___ Records for this exercise ___
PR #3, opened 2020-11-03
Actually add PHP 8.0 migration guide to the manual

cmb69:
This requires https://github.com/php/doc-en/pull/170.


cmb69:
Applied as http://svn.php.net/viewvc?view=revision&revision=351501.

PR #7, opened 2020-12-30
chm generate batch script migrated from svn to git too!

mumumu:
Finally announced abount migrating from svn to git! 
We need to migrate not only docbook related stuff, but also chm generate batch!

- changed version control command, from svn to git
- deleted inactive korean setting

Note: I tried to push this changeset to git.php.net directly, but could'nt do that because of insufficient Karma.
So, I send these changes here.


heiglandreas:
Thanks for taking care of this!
___
___ Records for this exercise ___
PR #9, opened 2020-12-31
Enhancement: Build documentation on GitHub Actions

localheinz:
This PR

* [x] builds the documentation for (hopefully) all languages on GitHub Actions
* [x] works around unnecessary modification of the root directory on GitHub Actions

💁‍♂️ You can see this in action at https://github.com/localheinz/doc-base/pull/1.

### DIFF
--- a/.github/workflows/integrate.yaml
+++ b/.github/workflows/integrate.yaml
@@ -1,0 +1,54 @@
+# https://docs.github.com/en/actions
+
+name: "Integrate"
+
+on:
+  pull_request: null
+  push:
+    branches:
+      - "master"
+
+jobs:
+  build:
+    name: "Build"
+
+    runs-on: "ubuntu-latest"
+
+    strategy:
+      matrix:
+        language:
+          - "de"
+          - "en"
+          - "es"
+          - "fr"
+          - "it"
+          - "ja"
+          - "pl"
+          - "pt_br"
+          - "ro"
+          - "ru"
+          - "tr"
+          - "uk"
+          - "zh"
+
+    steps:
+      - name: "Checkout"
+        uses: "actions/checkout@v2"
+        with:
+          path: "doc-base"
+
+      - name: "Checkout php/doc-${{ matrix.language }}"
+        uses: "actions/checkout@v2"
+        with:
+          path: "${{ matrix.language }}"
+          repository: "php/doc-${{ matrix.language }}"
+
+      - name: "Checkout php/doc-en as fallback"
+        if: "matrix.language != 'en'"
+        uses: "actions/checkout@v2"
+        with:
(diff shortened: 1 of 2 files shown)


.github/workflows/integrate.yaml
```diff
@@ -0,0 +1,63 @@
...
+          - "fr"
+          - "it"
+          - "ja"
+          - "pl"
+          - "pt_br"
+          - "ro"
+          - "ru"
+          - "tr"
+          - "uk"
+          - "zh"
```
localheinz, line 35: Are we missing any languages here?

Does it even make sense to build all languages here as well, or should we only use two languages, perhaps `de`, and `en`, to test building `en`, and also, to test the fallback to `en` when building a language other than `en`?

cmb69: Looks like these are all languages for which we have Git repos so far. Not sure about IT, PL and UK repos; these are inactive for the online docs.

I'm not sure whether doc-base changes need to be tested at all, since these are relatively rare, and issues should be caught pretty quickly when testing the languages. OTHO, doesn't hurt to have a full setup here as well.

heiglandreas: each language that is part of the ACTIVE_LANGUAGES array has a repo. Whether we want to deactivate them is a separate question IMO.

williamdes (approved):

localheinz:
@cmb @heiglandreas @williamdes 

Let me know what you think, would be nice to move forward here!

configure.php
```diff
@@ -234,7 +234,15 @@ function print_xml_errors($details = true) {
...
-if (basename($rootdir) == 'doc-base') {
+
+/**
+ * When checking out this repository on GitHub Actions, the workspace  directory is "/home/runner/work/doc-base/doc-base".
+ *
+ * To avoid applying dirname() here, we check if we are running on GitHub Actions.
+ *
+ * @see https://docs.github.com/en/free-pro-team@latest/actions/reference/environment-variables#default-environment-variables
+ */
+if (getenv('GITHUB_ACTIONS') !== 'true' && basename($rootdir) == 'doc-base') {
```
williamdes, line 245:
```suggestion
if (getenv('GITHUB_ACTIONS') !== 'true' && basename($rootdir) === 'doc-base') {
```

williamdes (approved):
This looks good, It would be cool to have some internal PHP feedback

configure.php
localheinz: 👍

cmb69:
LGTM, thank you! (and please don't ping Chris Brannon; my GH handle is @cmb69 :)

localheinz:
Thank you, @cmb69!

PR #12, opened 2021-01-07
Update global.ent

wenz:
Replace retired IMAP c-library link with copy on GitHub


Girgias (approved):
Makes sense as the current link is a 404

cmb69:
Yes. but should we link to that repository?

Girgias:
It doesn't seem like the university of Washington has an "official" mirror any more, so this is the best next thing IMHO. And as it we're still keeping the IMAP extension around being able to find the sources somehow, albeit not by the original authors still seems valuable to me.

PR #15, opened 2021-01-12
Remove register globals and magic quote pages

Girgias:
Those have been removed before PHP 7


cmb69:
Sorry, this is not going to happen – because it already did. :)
___
Instructions to follow:
Extract all lines from the data in which "need" is found.

Completed exercise:
We need to migrate not only docbook related stuff, but also chm generate batch!
I'm not sure whether doc-base changes need to be tested at all, since these are relatively rare, and issues should be caught pretty quickly when testing the languages. OTHO, doesn't hurt to have a full setup here as well.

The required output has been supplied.